Students are finishing up their orchestra pieces. We’re going through scores and parts with a microscope, making sure every entrance has a dynamic, breaking up undotted half-notes in 6/8 meter, deciding almost arbitrarily whether one oboe or two on a given line, figuring out how far to extend cautionary accidentals, and so on and so on. We’re so petrified that a question about some ambiguity will arise in our allotted 20 minutes of rehearsal. We split hairs to make lines lightning-fast to sightread that aren’t at all difficult to play. It reaches the analogous point of de-italicizing commas in a text document. It’s the most exhausting thing I do during the year.Â
This student’s piece was based on William Blake, and, once finished, we started chatting about Blake. The student had run across a reference to a piece by Eve Beglarian based on Blake, The Marriage of Heaven and Hell. I plucked a score of the piece out of my file cabinet, and we opened it. There on the inside cover was a notice from Eve:
EVERYONE: I am definitely interested in hearing suggestions for improvement in the notation & orchestration of the piece. Please tell me of ANY difficulty or confusion or whatever….
[A phone number follows.]
Thanks, and I hope you have fun playing this piece!

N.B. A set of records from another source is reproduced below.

PR #5331, opened 2023-05-02
refactor: create common EmptyState component

joaoviana:
### Description:

Extract `EmptyState` component so it can be used as an alternative to `NonIdealState` when migrating to mantine

(cc @yasmin-e )

Thanks @IrakliJani for pointing this out!


IrakliJani (approved):
🚀

Issue #5076, opened 2023-04-13
User is being shown incorrect stats on their Usage Analytics dashboard


PriPatel:
<img width="980" alt="Screenshot 2023-04-13 at 08 23 18" src="https://user-images.githubusercontent.com/12776522/231683774-816eb08d-3b63-4a61-bdcb-23913f6b2fa7.png">

[The user](https://lightdash-community.slack.com/archives/C03MG2VTR08/p1681370560918039) knows for a fact that they have users in Lightdash not running queries and they definitely know that more than 3 chart updates happen in a week. Needs investigating.

TuringLovesDeathMetal:
Another reporting of a usage analytics data issue!

In one of the instances, the table of `users who have not run a query in the last 90 days` is empty. Even though you can see from this table: https://analytics.lightdash.cloud/share/p-31wprcxlgfQXyOX3Xaq, that there are users who were created > 90 days ago who have **_never_** run a query.

rephus:
SOmething might be wrong on this SQL https://github.com/lightdash/lightdash/blob/main/packages/backend/src/models/AnalyticsModelSql.ts#L90

PR #5346, opened 2023-05-03
fix: no queries analytics

rephus:
Closes: #5076

### Description:

We now show users who have never run a query 

image


TuringLovesDeathMetal (approved):
weoooo! perfect. Hopefully this fixes it for most people 🤞

owlas (approved):

PR #5352, opened 2023-05-03
fix: remove unused PasswordInput

joaoviana:
### Description:

remove unused PasswordInput. 

now we only have on PasswordInput component!


owlas:
approved if tests pass ✅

What a refreshing jolt back into a less pretentious musical world! Only a woman, or perhaps only Eve, would have the balls to put a disclaimer like that: a note that says not, “I am a professional, I know all, and you must follow my every notated whim,” but, “I am an artist and I’m trying something no one’s ever done before, if it doesn’t work out for you give me some feedback.” What a dreary mausoleum the orchestra is. What a breath of fresh air Eve is.